• WHAT YOU SHOULD DO: Determine how many lines below include the string "transfer". Reply with the number only.

Data items:
PR #832, opened 2023-01-24
eth_feeHistory wrongly returns error

### LINKED ISSUE #813: eth_feeHistory wrongly returns error Incorrect block
### Description

Occasionally when making `eth_feeHistory` calls the relay returns the error **Incorrect block** such as in the following error response:
```
{
   "reason":"bad response",
   "code":"SERVER_ERROR",
   "status":400,
   "headers":{
      "date":"Wed, 11 Jan 2023 10:29:29 GMT",
      "content-type":"application/json; charset=utf-8",
      "content-length":"200",
      "connection":"close",
      "access-control-allow-origin":"*",
      "access-control-allow-methods":"GET,HEAD,PUT,POST,DELETE",
      "via":"1.1 google",
      "cf-cache-status":"DYNAMIC",
      "server":"cloudflare",
      "cf-ray":"787cf878ecf68023-IAD"
   },
   "body":{
      "jsonrpc":"2.0",
      "id":3799,
      "error":{
         "code":-32000,
         "name":"Incorrect block",
         "message":"[Request ID: 2c192c09-7422-4204-a87e-665b2e09ba79] Request beyond head block: requested 29328315, head 29328309"
      }
   },
   "requestBody":{
      "method":"eth_feeHistory",
      "params":[
         "0x4",
         "latest",
         [
            50
         ]
      ],
      "id":3799,
      "jsonrpc":"2.0"
   },
   "requestMethod":"POST",
   "url":"https://testnet.hashio.io/api"
}
```
The block isn't passed explicitly in the `eth_feeHistory` request rather `latest` is as indicated above. Additionally, the error response doesn't add up as at the time of the request i.e. 11 Jan 2023 10:29:29 GMT [Block 29328315](https://hashscan.io/testnet/block/29328315) had already been created and the head block was definitely NOT the earlier block 29328309 as the error message states.

### Steps to reproduce

As stated the error happens occasionally, but I think the above explanation is sufficient evidence of the issue.

### Additional context

_No response_

### Hedera network

testnet

### Version

hashio-relay/0.15.0

### Operating system

None

natanasow:

**Description**:

**Related issue(s)**:

Fixes #813

**Notes for reviewer**:

**Checklist**

### DIFF
--- a/packages/relay/src/lib/eth.ts
+++ b/packages/relay/src/lib/eth.ts
@@ -172,7 +172,9 @@ export class EthImpl implements Eth {
 
     try {
       const latestBlockNumber = await this.translateBlockTag(EthImpl.blockLatest, requestId);
-      const newestBlockNumber = await this.translateBlockTag(newestBlock, requestId);
+      const newestBlockNumber = (newestBlock == EthImpl.blockLatest || newestBlock == EthImpl.blockPending)
+        ? latestBlockNumber
+        : await this.translateBlockTag(newestBlock, requestId);
 
       if (newestBlockNumber > latestBlockNumber) {
         return predefined.REQUEST_BEYOND_HEAD_BLOCK(newestBlockNumber, latestBlockNumber);
--- a/packages/relay/tests/lib/eth.spec.ts
+++ b/packages/relay/tests/lib/eth.spec.ts
@@ -2052,6 +2052,88 @@ describe('Eth calls using MirrorNode', async function () {
     expect(rewards[1]).to.equal('0x0');
   });
 
+  it('eth_feeHistory with latest param', async function () {
+    const previousBlock = {...defaultBlock, number: blockNumber2, timestamp: {
+      from: '1651560386.060890948',
+      to: '1651560389.060890948'
+    }};
+    const latestBlock = {...defaultBlock, number: blockNumber3};
+    const previousFees = JSON.parse(JSON.stringify(defaultNetworkFees));
+    const latestFees = JSON.parse(JSON.stringify(defaultNetworkFees));
+
+    mock.onGet('blocks?limit=1&order=desc').reply(200, {blocks: [latestBlock]});
+    mock.onGet(`blocks/${previousBlock.number}`).reply(200, previousBlock);
+    mock.onGet(`blocks/${latestBlock.number}`).reply(200, latestBlock);
+    mock.onGet(`network/fees?timestamp=lte:${previousBlock.timestamp.to}`).reply(200, previousFees);
+    mock.onGet(`network/fees?timestamp=lte:${latestBlock.timestamp.to}`).reply(200, latestFees);
+
+    const feeHistory = await ethImpl.feeHistory(1, 'latest', [25, 75]);
+    expect(feeHistory).to.exist;
+    expect(feeHistory['oldestBlock']).to.eq('0x' + blockNumber3);
+  });
+
+  it('eth_feeHistory with pending param', async function () {
+    const previousBlock = {...defaultBlock, number: blockNumber2, timestamp: {
+      from: '1651560386.060890948',
+      to: '1651560389.060890948'
+    }};
+    const latestBlock = {...defaultBlock, number: blockNumber3};
+    const previousFees = JSON.parse(JSON.stringify(defaultNetworkFees));
+    const latestFees = JSON.parse(JSON.stringify(defaultNetworkFees));
+
+    mock.onGet('blocks?limit=1&order=desc').reply(200, {blocks: [latestBlock]});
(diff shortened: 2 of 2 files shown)


georgi-l95 (approved):
LG

packages/relay/src/lib/eth.ts
```diff
@@ -172,7 +172,9 @@ export class EthImpl implements Eth {
 
     try {
       const latestBlockNumber = await this.translateBlockTag(EthImpl.blockLatest, requestId);
-      const newestBlockNumber = await this.translateBlockTag(newestBlock, requestId);
+      const newestBlockNumber = (newestBlock == EthImpl.blockLatest || newestBlock == EthImpl.blockPending)
```
Nana-EC, line 175: Please add a test that ensure the previous case does not occur.
That is a test based on the logic that
- if `newestBlock == EthImpl.blockLatest` then `newestBlockNumber` = `latestBlockNumber`
- if `newestBlock == EthImpl.blockPending` then `newestBlockNumber` = `this.translateBlockTag(newestBlock, requestId)`

Nana-EC (changes requested):
missing tests

packages/relay/src/lib/eth.ts
AlfredoG87: > if newestBlock == EthImpl.blockPending then newestBlockNumber =

Should not be also = `latestBlockNumber` or do you mean that this case should not happen?

AlfredoG87:
Noticed that Acceptance Tests check failed due to 1 error on API Job with error:

 

> 1) RPC Server Acceptance Tests
       Acceptance tests
         @api RPC Server Acceptance Tests
           RPC Server Acceptance Tests
             eth_getBalance
               @release should correctly execute "eth_getBalance" with block number in the last 15 minutes with several txs around that time:

      AssertionError: expected '2999479740000000000' to equal '2999479750000000000'
      + expected - actual

      -2999479740000000000
      +2999479750000000000
      
      at Context.<anonymous> (packages/server/tests/acceptance/rpc.spec.ts:1041:73)


is this difference expected?

packages/relay/src/lib/eth.ts
ebadiere: Good question, since a call to translateBlockTag with a block in a pending state should also return the latest block.

ebadiere: Good question since the call to translateBlockTag with a newestBlock in a pending state will return the "most recent block number" by calling  the getLatestBlock on the mirrorNodeClient.  The tests seem return the same result when passed "latest" or "pending".

georgi-l95:
> 



> Noticed that Acceptance Tests check failed due to 1 error on API Job with error:
> 
> > 1. RPC Server Acceptance Tests
> >    Acceptance tests
> >    @api RPC Server Acceptance Tests
> >    RPC Server Acceptance Tests
> >    eth_getBalance
> >    @Release should correctly execute "eth_getBalance" with block number in the last 15 minutes with several txs around that time:
> 
> ```
>   AssertionError: expected '2999479740000000000' to equal '2999479750000000000'
>   + expected - actual
> 
>   -2999479740000000000
>   +2999479750000000000
>   
>   at Context.<anonymous> (packages/server/tests/acceptance/rpc.spec.ts:1041:73)
> ```
> 
> is this difference expected?

No, but because we are doing several transactions and fetching with multiple requests, even if one fails, the whole scenario fails. So it's bound to happen sometime. It won't be a bad idea to try and fix this, but it won't be that easy.

AlfredoG87:
> > 
> 
> > Noticed that Acceptance Tests check failed due to 1 error on API Job with error:
> > > 1. RPC Server Acceptance Tests
> > >    Acceptance tests
> > >    @api RPC Server Acceptance Tests
> > >    RPC Server Acceptance Tests
> > >    eth_getBalance
> > >    @Release should correctly execute "eth_getBalance" with block number in the last 15 minutes with several txs around that time:
> > 
> > 
> > ```
> >   AssertionError: expected '2999479740000000000' to equal '2999479750000000000'
> >   + expected - actual
> > 
> >   -2999479740000000000
> >   +2999479750000000000
> >   
> >   at Context.<anonymous> (packages/server/tests/acceptance/rpc.spec.ts:1041:73)
> > ```
> > 
> > 
> >     
> >       
> >     
> > 
> >       
> >     
> > 
> >     
> >   
> > is this difference expected?
> 
> No, but because we are doing several transactions and fetching with multiple requests, even if one fails, the whole scenario fails. So it's bound to happen sometime. It won't be a bad idea to try and fix this, but it won't be that easy.

I just ran the test again and this time it completed without issues, thanks!!

Nana-EC (approved):

PR #844, opened 2023-01-26
Fix eth_estimateGas for hollow account creation

natanasow:

**Description**:

The basic transfer needs 21k gas but hollow account creation needs 587k gas

**Related issue(s)**:

Fixes #

**Notes for reviewer**:

**Checklist**


Nana-EC (approved):
LG.
Do the current images support testing this E2E in an acceptance test?
If so let's add one for hollow account creation when the appropriate gas for account creation is provided in a transfer transaction

georgi-l95:
Yes, the current image support is allowing us to write some E2E tests. I think it's a good idea.

lukelee-sl (approved):

lukelee-sl:
My guess is that there is a small chance of a race condition where we will give the wrong gas estimate for a toAccount that is being create.

packages/relay/src/lib/eth.ts
```diff
@@ -326,7 +327,8 @@ export class EthImpl implements Eth {
     const requestIdPrefix = formatRequestIdMessage(requestId);
     this.logger.trace(`${requestIdPrefix} estimateGas()`);
     if (!transaction || !transaction.data || transaction.data === '0x') {
```
Nana-EC, line 329: Can we add a comment up here to highlight this check implies this is a transfer transaction and not a contract function execution

packages/relay/src/lib/eth.ts
```diff
@@ -326,7 +327,8 @@ export class EthImpl implements Eth {
...
-      return EthImpl.gasTxBaseCost;
+      const toAccount = await this.mirrorNodeClient.getAccount(transaction.to);
+      return toAccount ? EthImpl.gasTxBaseCost : EthImpl.gasTxHollowAccountCreation;
```
Nana-EC, line 331: nit: comment.
```suggestion
      // when account exists return default base gas, otherwise return the minimum amount of gas to create an account entity
      return toAccount ? EthImpl.gasTxBaseCost : EthImpl.gasTxHollowAccountCreation;
```

Nana-EC (commented):
LG. You can take this out of draft.
Minor nits

Nana-EC:
> My guess is that there is a small chance of a race condition where we will give the wrong gas estimate for a toAccount that is being create.

Should be fine as network will charge the lower gas amount if the it determines the account is existent by the time one of the relay submitted accounts hits the network.

Nana-EC (approved):

packages/relay/tests/lib/openrpc.spec.ts
```diff
@@ -196,6 +196,7 @@ describe("Open RPC Specification", function () {
     });
 
     it('should execute "eth_estimateGas"', async function () {
+        mock.onGet(`accounts/undefined`).reply(404);
```
lukelee-sl, line 199: not sure why this is necessary?

lukelee-sl (approved):
LGTM

packages/relay/tests/lib/openrpc.spec.ts
Nana-EC: I also had to read into this but I believe it's since there's no value for `transaction.to` object, so when it's put into the UT here it results in the `undefined` value literally getting stringified.

Could be better structured with a default address but fortunately we do have coverage in acceptances tests where address is a valid hex address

• RESPONSE AREA: 3